Cybersecurity is often seen as a reactive endeavor.  We are responding to incidents after the fact.  It’s built right into the Incident Response title.  Something happens.  We see an alert about it.  We respond.  Or, often, our systems respond for us automatically.  But that very concept of being reactive misses out on the chance to be proactive.  To actively look into the depths of our environments and try to find problems before they turn into a newsworthy event.  That’s where the art of Predictive Threat Hunting comes into play.

The idea is that rather than wait for some kind of event to throw up a flag, someone on the Security Operations team goes digging through the environment looking for signs of trouble.  It flips the reactive paradigm on its head in an effort to get ahead of the curve.

Predictive Threat Hunting is not Penetration Testing

While they share some concepts, this isn’t penetration testing where you’re replicating an attack by using the same tools and techniques your adversaries employ.  While you are looking for some of the same issues, like system and process vulnerabilities, the goal isn’t to exploit them yourself to make a point.  The goal is to see if there is any evidence that someone has exploited them already and is lurking somewhere in your environment.  Or, to see what else may be going on when the cybersecurity suite has thrown an alert.

In many cases, Predictive Threat Hunting is actually triggered by an event, rather than being part of a continuous activity.  Though with the “assume breach” posture, it’s not unreasonable to start hunting even without a known event putting it in motion.  Still, that initial event gives the hunters a starting point.  They know there was something going on in some corner of the environment and they can work their way out from there.

What Are You Hunting for Today?

How you position the hunt depends partially on what tools you have and how you want to approach it.  For example, there’s the obvious “we know someone has done <insert event here>, let’s see what we find from that starting point.”   That’s the initial event described above and is a starting point to work through the environment looking for known IOC (Indicator Of Compromise) and IOA (Indicator Of Attack) signs.  This is a good place to loop in the information available in the MITRE ATT&CK framework.

The other common starting point is “oh, look, a new Zero Day and we’re vulnerable” or the related “threats have started doing <insert technique here> and that might work on us.”  In either case, you’re coming from the perspective of a novel threat that’s been seen in the wild and you’re hunting for any evidence of the new TTP (Tactics, Techniques, Procedures) in your environment.  That’s predictive threat hunting.  This is not unlike the approach above, except that you’re looking for something new and novel rather than something that you are relatively sure has already happened.

Right Tools for The Job

How you conduct the hunt depends on your tools.  If you have a mature cybersecurity stack, you are seeing data from your firewalls, network monitoring, access logs, EDR (Endpoint Detection and Response), etc.  It’s a huge amount of data and the activities you’re hunting for are in there somewhere to find.

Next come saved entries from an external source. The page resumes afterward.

PR #318, opened 2024-10-20
feat: use discountCT

jackstar12:
Adds support for discount ct and removes all lowball related code.
Only to be merged once discountct is widely deployed on mainnet


michael1011:
Needs changes for https://github.com/BoltzExchange/boltz-client/pull/361/files#diff-99bb9a4912420ebe5772b4e827280df5a010942ef20ef8d8b09da8961b81ad07R372

michael1011 (commented):
Shouldn't we also remove the lowball workarounds in the Liquid wallet, like setting `TransactionInputs`?

kilrau:
I am a bit worried this will brick sth for the BTCPay Plugin so maybe let's go with a manua/preview release of the plugin first

michael1011 (approved):
utACK but needs testing on testnet. I'd like to ship that when mainnet switches to discount

PR #325, opened 2024-11-03
feat: `GetSendFee` rpc

jackstar12:


rpcserver/router.go
```diff
@@ -1615,6 +1615,28 @@ func (server *routedBoltzServer) GetWallet(ctx context.Context, request *boltzrp
...
+		return nil, err
+	}
+	feeRate := request.GetSatPerVbyte()
+	if feeRate == 0 {
+		feeRate, err = server.onchain.EstimateFee(ownWallet.Currency, request.GetIsSwapAddress())
+		if err != nil {
+			return nil, err
+		}
+	}
+	if request.GetIsSwapAddress() && request.GetAddress() == "" {
```
michael1011, line 1630:
```suggestion
	if request.GetAddress() == "" {
```
Shouldn't we always coalesce?

onchain/wallet/wallet.go
```diff
@@ -754,11 +751,44 @@ func (wallet *Wallet) SendToAddress(address string, amount uint64, satPerVbyte f
...
+		}
+		Error string
+	}
+	if err := mapstructure.Decode(result, &createTx); err != nil {
+		return 0, 0, err
+	}
+	if createTx.Error != "" {
+		return 0, 0, errors.New(createTx.Error)
+	}
+	return createTx.Addressees[0].Satoshi, createTx.Fee, nil
```
michael1011, line 779: Is it guaranteed that the first address is *always* the address we want to send to and not the change?

jackstar12: This doesnt contain the actual outputs of the tx but only the addresses we told gdk to send to (gdk populates the amount in case of a sweep)

PR #1288, opened 2019-07-17
Allow PreAuthorization#as_json method to take optional attributes

eulbat:
### Summary

This PR renames `PreAuthorization#as_json`'s `_options` param to `attributes`.
If a hash is passed in this param, it will merge its data to the pre authorization payload.
If no param is passed, the value defaults to `{}` which allows the call of `as_json` without params.
If a non-hash param is passed, only the original pre authorization payload is returned

_Original message:_
>The `PreAuthorization#as_json` method takes a single param (`_options`) which is unused. Yet, this param is required. This PR sets a default value to this `_options` param: an empty hash.
>
>Is there a reason to not add this default value ?

### DIFF
--- a/lib/doorkeeper/oauth/pre_authorization.rb
+++ b/lib/doorkeeper/oauth/pre_authorization.rb
@@ -42,16 +42,10 @@ module Doorkeeper
         OAuth::ErrorResponse.from_request(self)
       end
 
-      def as_json(_options)
-        {
-          client_id: client.uid,
-          redirect_uri: redirect_uri,
-          state: state,
-          response_type: response_type,
-          scope: scope,
-          client_name: client.name,
-          status: I18n.t("doorkeeper.pre_authorization.status"),
-        }
+      def as_json(attributes = {})
+        return pre_auth_hash.merge(attributes.to_h) if attributes.respond_to?(:to_h)
+
+        pre_auth_hash
       end
 
       private
@@ -100,6 +94,18 @@ module Doorkeeper
       def validate_code_challenge_method
         code_challenge.blank? ||
           (code_challenge_method.present? && code_challenge_method =~ /^plain$|^S256$/)
+      end
+
+      def pre_auth_hash
+        {
+          client_id: client.uid,
+          redirect_uri: redirect_uri,
+          state: state,
+          response_type: response_type,
+          scope: scope,
+          client_name: client.name,
+          status: I18n.t("doorkeeper.pre_authorization.status"),
+        }
       end
     end
   end
--- a/CHANGELOG.md
+++ b/CHANGELOG.md
@@ -7,6 +7,8 @@ User-visible changes worth mentioning.
 
 ## master
 
+- [#1288] Allow to pass attributes to the `Doorkeeper::OAuth::PreAuthorization#as_json` method to customize
+  the PreAuthorization response.
 - [#1283] Allow to customize base class for `Doorkeeper::ApplicationMetalController` (new configuration
   option called `base_metal_controller` (fix #1273).
 
--- a/spec/lib/oauth/pre_authorization_spec.rb
+++ b/spec/lib/oauth/pre_authorization_spec.rb
@@ -182,18 +182,44 @@ module Doorkeeper::OAuth
         allow(client).to receive(:name).and_return client_name
       end
 
-      let(:json) { subject.as_json({}) }
-
       it { is_expected.to respond_to :as_json }
 
-      it "returns correct values" do
-        expect(json[:client_id]).to eq client_id
-        expect(json[:redirect_uri]).to eq subject.redirect_uri
-        expect(json[:state]).to eq subject.state
-        expect(json[:response_type]).to eq subject.response_type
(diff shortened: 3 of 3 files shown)


nbulaj:
Hi @eulbat . First of all thanks for your interest to the project!

I need to understand what's the reason to add the default value? Do you use this method somewhere outside ot Doorkeeper internals?

eulbat:
Hey @nbulaj, thanks for your fast answer!
We're heavily using Doorkeeper at Aircall, so first thank you for this great library.

We have a custom field (an external id) on our OAuth applications that we'd like to return alongside the PreAuth. In order to do that, we're overriding the AuthorizationsController to merge that custom field to the PreAuth payload, so we're first converting the PreAuth to a hash via the `as_json` method.

The fact that the parameter is not optional is not really a pain, but not passing an empty hash would make the code more readable, so I thought I'd make a PR for it.

Let me know what you think! Happy to discuss it, maybe there's a better way to do that, similar to the custom token response?

nbulaj:
Actually we can add a default value, why not ? 
The only thing I'm wondering is maybe we need to merge the hash in the method body with this `options = {}` ? And actually it's not an options, we don't pass this hash anywhere, so maybe we can just drop the arguments at all?

eulbat:
I'm not sure what the purpose of the `options` param was in the first place. Maybe we can indeed merge it with the PreAuth hash ? We would need to enforce that it's a hash though.
Removing the argument altogether would be good if it's not used or planned to be used, however it would be a breaking change for people already calling it with an argument.
Adding the default value is kind of the "easy fix" IMO.

nbulaj:
It was introduced 2 years ago here: https://github.com/doorkeeper-gem/doorkeeper/commit/00fc9549109ca9a2401b2e0af8046b24cd280b02#diff-5c19299fbbf253b0b137bb78daa96299R39

I don't actually remember if we discussed it, so maybe it was required for some purposes at first, then just left as we see it now. 

I'm for renaming it to something more meaningful, like `attributes`, and merging with original hash. It can safe a few lines of code for those like you who adds some additional data to the pre-auth JSON hash. Just a default value will do nothing except we can call `.as_json` without any arguments. If we introduce this change, it wouldn't break anything because `_options` never used in the method. And for those who monkey-patched the `def as_json` method of `PreAuthorization` - well, just don't do a :monkey: -patches :)

eulbat:
Alright, I can do that. I'll make the changes and let you know when it's ready.
Thanks for your help!

eulbat:
@nbulaj I added an implementation, let me know what you think

lib/doorkeeper/oauth/pre_authorization.rb
```diff
@@ -52,6 +52,7 @@ def as_json(_options)
           client_name: client.name,
           status: I18n.t("doorkeeper.pre_authorization.status"),
         }
+        attributes.is_a?(Hash) ? pre_auth.merge(attributes) : pre_auth
```
nbulaj: We can impove it in the way like:

`pre_auth.merge(attributes.to_h) if attributes.respond_to?(:to_h)`

This will allow any object to be passed that can be converted to a hash, WDYT?

eulbat: I can change it to that, sure. However we still need to return the pre_auth if the attributes don't respond to `to_h` right ?

nbulaj: Sure! Just a tiny improvement to allow any "hashable" object to be passed :)

nbulaj:
Thanks @eulbat for your contribution! <3

nbulaj:
Hi @eulbat . I think we need to revert this PR due to https://github.com/doorkeeper-gem/doorkeeper/issues/1312 :( At least we need to just support `options = nil` without additional merging of extra attrbutes (let's quack like AM Serialization - https://api.rubyonrails.org/classes/ActiveModel/Serializers/JSON.html#method-i-as_json :duck: ). Maybe you wanna to propose a fix PR?

eulbat:
Hi @nbulaj, sure thing, I'll work on a fix PR and let you know when it's done.
Thanks for the ping :)

eulbat:
Hi @nbulaj 
I took a look and managed to reproduce the issue https://github.com/doorkeeper-gem/doorkeeper/issues/1312.
The issue is that the `as_json` method is always called with a hash in params and it's trying to merge it (https://github.com/rails/rails/blob/master/activesupport/lib/active_support/json/encoding.rb#L35). And since `as_json` is called recursively (https://github.com/rails/rails/blob/master/activesupport/lib/active_support/json/encoding.rb#L79-L80), it causes the stack overflow.

My proposal is:
1. Remove the attributes merging in the PreAuthorization's `as_json` method. Instead, simply introduce a default value for the `_options` parameter.
2. Make another PR that introduces a new named parameter to the PreAuthorization's `as_json` method that would be merged with the `pre_auth_hash` payload if possible.

WDYT ?

nbulaj:
The simplest is better for me, so I'm actually fort 1 option. Anybody who need additional data can just merge it to #as_json result

PR #1289, opened 2019-07-23
add rethinkdb to ORM list

stakach:
adds rethinkdb to the ORM list


nbulaj:
Maybe you also wanna to add a link here? https://github.com/doorkeeper-gem/guides

PR #1295, opened 2019-08-01
Fix issue where redirect_uri is nil

cincospenguinos:
Co-authored-by: Kevin Lai <kevin@mavenlink.com>

### Summary

We bumped into an issue with how the `redirect_uri` validation is related to other validations in `PreAuth`. In short, an error response could have been considered redirectable while `@redirect_uri` is nil. This PR patches that issue.

We discovered this issue by writing a test for one of our own Oauth flow endpoints that submitted a request with bad params--specifically, no `state`, no `scope`, no `response_type` and no `redirect_uri`. We discovered that when `PreAuth` is validated, `Doorkeeper::Validations` selects the first error it discovers and submits an `ErrorResponse` object with that validation error as its reason for being invalid. Since it does not check any other case, it assumes that the error response is redirectable even though `redirect_uri` is `nil`.

We have included a spec that exposes this issue, and a simple fix. If there is more that is needed, please let us know and we will be more than happy to contribute.

### DIFF
--- a/lib/doorkeeper/oauth/error_response.rb
+++ b/lib/doorkeeper/oauth/error_response.rb
@@ -41,7 +41,7 @@ module Doorkeeper
 
       def redirectable?
         name != :invalid_redirect_uri && name != :invalid_client &&
-          !URIChecker.oob_uri?(@redirect_uri)
+          !@redirect_uri.nil? && !URIChecker.oob_uri?(@redirect_uri)
       end
 
       def redirect_uri
--- a/spec/lib/oauth/error_response_spec.rb
+++ b/spec/lib/oauth/error_response_spec.rb
@@ -16,6 +16,13 @@ module Doorkeeper::OAuth
       end
     end
 
+    describe 'the redirect uri' do
+      it 'is not redirectable when redirect uri is nil' do
+        response = ErrorResponse.new(error: :some_error, state: nil)
+        expect(response.redirectable?).to eq(false)
+      end
+    end
+
     describe :from_request do
       it "has the error from request" do
         error = ErrorResponse.from_request double(error: :some_error)
--- a/spec/lib/oauth/error_response_spec.rb
+++ b/spec/lib/oauth/error_response_spec.rb
@@ -16,8 +16,8 @@ module Doorkeeper::OAuth
       end
     end
 
-    describe 'the redirect uri' do
-      it 'is not redirectable when redirect uri is nil' do
+    describe "the redirect uri" do
+      it "is not redirectable when redirect uri is nil" do
         response = ErrorResponse.new(error: :some_error, state: nil)
         expect(response.redirectable?).to eq(false)
       end


lib/doorkeeper/oauth/error_response.rb
```diff
@@ -41,7 +41,7 @@ def status
 
       def redirectable?
         name != :invalid_redirect_uri && name != :invalid_client &&
-          !URIChecker.oob_uri?(@redirect_uri)
+          !@redirect_uri.nil? && !URIChecker.oob_uri?(@redirect_uri)
```
jasl: `!URIChecker&.oob_uri?(@redirect_uri)`

nbulaj: Why we afraid that `URIChecker` doesn't have this method and need use safe-navigation operator? :thinking:

nbulaj: I think it's safe enough to call this method with `nil` redirect uri @jasl , because of:

https://github.com/doorkeeper-gem/doorkeeper/blob/59a1227a963b1034bb9df61ad377bb745c34f297/lib/doorkeeper/oauth/helpers/uri_checker.rb#L95-L97

jasl: Oh I just comment that `!@redirect_uri.nil? && !URIChecker.oob_uri?(@redirect_uri)` can refactor to `!URIChecker&.oob_uri?(@redirect_uri)` which more simplify.

nbulaj: Once again - I don't understand why we do a safe-call of `oob_uri?` for `URIChecker`? Safe-navigation operator purposes is to do a safe calls against `nil` objects (_Maybe_ monad for poor people ©), but here `URIChecker` isn't a `nil:NilClass` :thinking: 

Also  @cincospenguinos I prefer `@redirect_uri.present?` over `!@redirect_uri.nil?`

linhdangduy: >  it assumes that the error response is redirectable even though redirect_uri is nil

@cincopenguinos you are right, current doorkeeper's code base will `redirectable even though redirect_uri is nil`. But not only here, it happens with another case, too.

So, I am going to fix it at here by re-ordering validation of pre_auth: https://github.com/doorkeeper-gem/doorkeeper/pull/1277/files#r310095549

cincospenguinos: Awesome. Thank you guys so much for the quick response time! I look forward to that change

cincospenguinos:
Closing this PR because [this change](https://github.com/doorkeeper-gem/doorkeeper/pull/1277/files#r310095549) handles the same issue.

nbulaj:
Thanks @cincospenguinos for your work anyway! We appreciate it :+1:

The challenge in some cases is picking out the indications you’re looking for.  Your SIEM has hopefully brought everything into a single interface, rather than make you crawled through all that data in silos, but it’s still a ton of data to sift through.

Hunters Gonna Hunt – With Their AI Hunting Guide

That’s where machine learning driven security and risk analytics comes into play.  Starting with risk scores, you can already see some of the threats floating up out of the data.  By adding in new TTP information, and basing your searches on that, security analytics will highlight what you’re looking for and let you find the threats even before they percolate to the top and show up as a high-risk entity.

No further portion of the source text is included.